BTW, I'm just giving my personal opinion. Not associated with any sellers.


----------



## royster13 (Aug 14, 2007)

Vitaman said:


> It is a vinyl cutter, so you could make it any color you want I suppose.
> 
> I just noticed that they updated the color scheme and a few other things. Check it out:
> 
> ...


Maybe.....But I bought my GCC Cutters because the Roland and Graphtec looked ugly.....

So do you think that is the same as the Titan 3?...


----------



## Vitaman (Aug 8, 2014)

Yes. Compare the specs, and look at the DragonCut/RazorCut software. Parts are interchangeable as well.


----------



## BrianHahn (Dec 29, 2013)

Yes, these are the exact same cutters and software.

The Precision units are the next generation with a stronger cross section for less deflection, a flip up top (top can now flip up because it isn't needed as a structural member of the cutter), lowered roller heights to tangentially touch the vinyl and vacuum pull down on the ARMS systems.


----------



## Jamey (Dec 22, 2008)

US Cutter has been good with me any by buddies.

You forgot Brian. With that blue comes a set of wheels and a catch basket too. We are still considering one of your 63" models. However...I don't know why they do a 53" that won't take an industry standard 54" roll. Waste of a machine if you ask me.

To the original poster....never mind the static....it's the baud rates.


----------



## BrianHahn (Dec 29, 2013)

We talked to Saga about wheels as a standard about 6 months ago. If the Titan's have them they don't show up in the pictures. We are still pressing them to get them added.

We recognize the cutters as 24", 48", 64" (hence the Servo 2400, 4800, 6400). The larger dimensions are from the insides of the end caps and hence the largest piece of material that can fit in the cutter. These larger dimensions are a little deceiving however in that although the vinyl will fit in the cutter, the carriage takes up a good deal of space. On the 24"/48"/64" cutters there really aren't any issues assuming you are using the respective widths however, on the mini 16" cutter, it will take a 15" wide piece of vinyl but it will only cut about 13" wide so it really is more of a 12" cutter.

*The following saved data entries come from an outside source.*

PR #206, opened 2024-02-22
Cutouts Model

guynir42:
Create the actual code that saves and loads cutouts into HDF5 files.


rknop (commented):
Not a lot of coments, but one is big.  I'd like to think about having a CutoutsFile (or some such) model that is the one with the FileOnDiskMixin.  Then, each Cutout points to a CutoutsFile.  The CutoutsFile is what points to the subtraction.

This would allow us, for instance, to keep the "unique" constraint on the filename in FileOnDiskMixin.  It also narrows the Cutouts table, which is going to be one of the longest tables we have.

Cutouts wouldn't need a provenance itself, since it can just use the provenance of the CutoutsFile.

guynir42:
I agree that this is a good idea. 

But since I'm half way done with Measurements, I don't think this is the best time to make the change. 

I suggest I open an issue and start working on it after we are done with Measurements. I think I will also need some time to figure out the interfaces (e.g., would the datastore still hold a list of Cutouts objects or just the CutoutsFile? Would the CutoutsFile know all the Cutouts pointing to it?).

guynir42:
If you agree to defer please approve this PR so I can merge it into Measurements. Thanks!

We offer the units as a desktop, stand or stand and basket. Lots of customers would prefer to pay a little less and give up on the basket.

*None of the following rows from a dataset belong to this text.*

PR #211, opened 2024-03-04
Test Data URL update

guynir42:
I moved all the data we need to one location on project `m4616` and replaced all the URLs for auto-downloading the data.


guynir42:
@rknop This is now synced with main and ready for review.

tests/fixtures/decam.py
```diff
@@ -149,8 +158,8 @@ def decam_raw_origin_exposures():
 
 
 @pytest.fixture(scope="session")
-def decam_filename(data_dir, cache_dir):
-    """Pull a DECam exposure down from the NOIRLab archives.
+def decam_filename(download_url, data_dir, decam_cache_dir):
+    """Pull a DECam exposure down from the NOIRLab archives.  TODO: should we download from NERSC or from NOIRLab?
```
rknop, line 162: Re: the TODO, that depends what we want to test.  If we want to test that we know how to pull from the NOIRLab archive, leave it that way.  If we don't care, and just want to get the exposure, it will almost certainly perform better where we will be running most of the time if we pull it from NERSC.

Static dissipation is a big issue in Saga cutters, Creation cutters, the MH series and many many other cutters. As we are in Phoenix we experience this first hand on a regular basis. The vinyl needs to be in direct contact with a conductive surface and that surface needs to be grounded. Most cutters are grounded but the problem is that all the cutters we have reviewed have painted plates or surfaces that the vinyl rides on. Even the Creation units that have aluminum surfaces have a clear coat on top of the aluminum. We have requested these plates to be unpainted but our suppliers insist that they won't look good. Alternatively, conductive paint would be a solution but it is more expensive. We have a few bare aluminum plates from Saga and they work well. The next best solution we have found is the conductive string which does an excellent job of dissipating the static before it grounds through the USB port. On Sunday I sent some string to someone with a GCC cutter and it did the trick. Static becomes a bigger problem when people run fireplaces or when the furnace kicks on in the fall without a humidifier running.


----------



## Vitaman (Aug 8, 2014)

I've got a 24"/28" Saga Servo with ARMS. I never even thought about needing casters with it. I just pick it up and move the thing when I need to sweep the floor or whatever. It is very light. If you wanted to move a longer one, it would be no problem with 2 people. I mean, I've probably only moved mine once in the past 3 months. I have casters on my heat press, but that thing is heavy, and is a bear to move by myself. I run 24" sign vinyl through it, and it has plenty of room on both sides to run a cutoff tool easily across the entire length. I bought the basket that goes with it, but never installed it. Haven't really needed it, and it makes it a little wider.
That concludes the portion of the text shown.